Por a 24 de Julho de 2019

Nicolau SantosO presidente do Conselho de Administração da Lusa assegura que o corte de 463 mil euros no orçamento da Lusa é “incongruente” e anunciou que não o vai cumprir, sujeitando-se às consequências.
“Se não houver qualquer evolução nesta decisão, então é evidente que pela primeira vez em duas décadas a Lusa não cumprirá o Plano de Actividades e Orçamento, sujeitando-se o presidente do Conselho de Administração às respectivas consequências”, lê-se num comunicado assinado por Nicolau Santos e distribuído aos trabalhadores da agência de notícias e tornado público pela agência de notícias.

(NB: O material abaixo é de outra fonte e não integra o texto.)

PR #11028, opened 2026-06-26
fix(text): avoid spurious measuring in _measureChar when only kerning-irrelevant entries are missing

jiayihu:
_Disclosure: I found out the issue during work but I fully asked GLM 5.2 to port the fix back to fabric, add tests and open the PR using the repo skill._

## Summary

`_measureChar` was treating missing `previousWidth` or `coupleWidth` as a cache miss even when kerning was irrelevant (no usable previous char, or previous char with a different style). On a pure single-character cache hit this forced an unnecessary fetch of the measuring context and extra `_setTextStyles`/`measureText` bookkeeping. The fix only builds and reads the kerning pair when a same-style previous char exists, and only enters the measuring path when the single-character width is missing or a same-style kerning pair actually needs measuring.

## Changes

- `src/shapes/Text/Text.ts`: rewrote the `_measureChar` cache/measure logic so the couple key and `previousWidth` are only built/read when `previousChar` exists, and the measuring path is gated on `width === undefined || (stylesAreEqual && coupleWidth === undefined)`.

Nesse mesmo comunicado, Nicolau Santos declara que o Conselho de Administração foi surpreendido na passada assembleia-geral “com uma declaração de voto do accionista Estado, impondo a limitação da verba destinada a Fornecimentos e Serviços Externos (FSE) no valor máximo de 3,6 milhões“. Trata-se do “valor mais baixo desde 2000, onde essa verba ultrapassava os cinco milhões de euros e o contrato de prestação de serviços exigia bastante menos à Lusa do que o atual”, refere.

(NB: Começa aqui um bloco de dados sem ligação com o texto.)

PR #11029, opened 2026-06-26
fix(text): skip initDimensions in set when a textLayoutProperty value did not change

jiayihu:
_Disclosure: I found out the issue during work but I fully asked GLM 5.2 to port the fix back to fabric, add tests and open the PR using the repo skill._

## Summary

`FabricText.set` (and subclasses like `Textbox`/`IText`) was requesting `initDimensions()`/`setCoords()` whenever a key in `textLayoutProperties` was passed to `set`, regardless of whether the value actually changed. Setting a layout property to the same value it already held therefore triggered an unnecessary text re-measurement and coord recomputation. The fix ports the value-changed check (already used in `Polyline._set`) into `Text.set` so `initDimensions` is only requested when a layout-relevant value differs from the current one, while keeping the existing code path that delegates to `super.set` (which calls `_set`).

## Changes

- `src/shapes/Text/Text.ts`: in `set`, compute `needsDims` by comparing `this[key] !== value` before `super.set` mutates the instance (for both the string-key and object-key branches). `super.set` is still called for all keys, and `setPathInfo()` still runs after the set when a `path` key is present.
- `src/shapes/Text/Text.spec.ts`: added two tests under a `set & initDimensions` describe block — one for the single-key `set('text', ...)` no-op vs. change case, and one for the object `set({ text, fontSize, charSpacing })` no-op vs. change case — spying on `initDimensions`/`setCoords` to assert the skip behavior.

### DIFF
--- a/src/shapes/Text/Text.ts
+++ b/src/shapes/Text/Text.ts
@@ -1823,8 +1823,9 @@ export class FabricText<
       needsDims =
         textLayoutProperties.includes(key) && this[key as keyof this] !== value;
     }
-    // keep the existing fabric code path that calls _set via super.set
+
     super.set(key, value);
+
     // setPathInfo must run after super.set so it reads the new path
     if (isAddingPath) {
       this.setPathInfo();
--- a/src/shapes/Text/Text.ts
+++ b/src/shapes/Text/Text.ts
@@ -1806,21 +1806,26 @@ export class FabricText<
 
   set(key: string | any, value?: any) {
     const { textLayoutProperties } = this.constructor as typeof FabricText;
-    super.set(key, value);
+    // detect layout-relevant changes before super.set mutates the instance,
+    // so initDimensions is only requested when a value actually changed.
     let needsDims = false;
     let isAddingPath = false;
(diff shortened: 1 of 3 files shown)


src/shapes/Text/Text.ts
```diff
@@ -1806,21 +1806,27 @@ export class FabricText<
...
       for (const _key in key) {
-        if (_key === 'path') {
-          this.setPathInfo();
-        }
-        needsDims = needsDims || textLayoutProperties.includes(_key);
         isAddingPath = isAddingPath || _key === 'path';
+        needsDims =
+          needsDims ||
+          (textLayoutProperties.includes(_key) &&
+            this[_key as keyof this] !== key[_key]);
```
asturur, line 1819: 👍

asturur:
I just merged a breaking change with the publishing system, i m not able to publish this, if you want this out we need to fork the current release and make a release branch.

asturur (approved):

jiayihu:
No hurry, we always directly patch or override methods at work, then I just port over the fixes to fabric when I have time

Para Nicolau Santos, o facto de o Plano de Actividades e Orçamento deste ano “só ter sido aprovado em 19 de Julho torna impossível a redução dos FSE em 463 mil euros até ao final do ano face ao que estava orçamentado, já que nos cinco meses que restam a compressão de gastos teria de rondar quase os 100 mil euros por mês”. O responsável indica que “muito mais importante, a alternativa seria então proceder ao despedimento generalizado dos jornalistas que trabalham na rede nacional e internacional da agência e cujos encargos rondam os 1,2 milhões por ano”.

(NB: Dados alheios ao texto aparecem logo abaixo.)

PR #11033, opened 2026-06-30
chore(): Monorepo follow up steps

asturur:
## Description

Adds the follow-up monorepo publishing hardening: public package metadata, recursive workspace publishing, CI/release package smoke coverage, and stronger tarball/runtime identity checks.

## Key changes

- Adds public publish config for publishable @fabricjs workspace packages.
- Publishes workspace packages recursively from the npm publish workflow.
- Runs package smoke checks in build and publish workflows.
- Extends package smoke to inspect real tarballs, verify @fabricjs/core stays free of node runtime deps, and catch duplicate core runtime/class identities.
- Keeps root fabric as the legacy package for now; facade conversion is a follow-up.

### DIFF
--- a/.github/workflows/build.yml
+++ b/.github/workflows/build.yml
@@ -16,6 +16,8 @@ jobs:
         with:
           node-version: 24.x
       - run: pnpm run build
+      - name: Smoke test packages
+        run: pnpm run smoke:packages
   stats:
     name: Build stats
     runs-on: ubuntu-24.04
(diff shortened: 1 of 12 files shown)


asturur:
This is a first PR.
Then i ll follow up with separation of src/node/browser, and move the src folder in a package ( the core package ).

Smrtnyk (approved):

Segundo Nicolau Santos, “não faz qualquer sentido que o corte agora imposto pelo Estado em matéria de FSE se venha a repercutir no emprego ou no rendimento destas pessoas, que são absolutamente cruciais para que a agência possa cumprir a sua missão no país e no estrangeiro”, dando como exemplos a cobertura das “deslocações do Presidente da República e outros altos dignitários do Estado, bem como de diversos agentes políticos, até aos incêndios que assolam o país, passando pela actividade nas autarquias ou nas comunidades portuguesas no exterior, além de múltiplos acontecimentos na área da política, saúde, economia, sociedade, cultura, desporto, acontecimentos internacionais”, entre outros.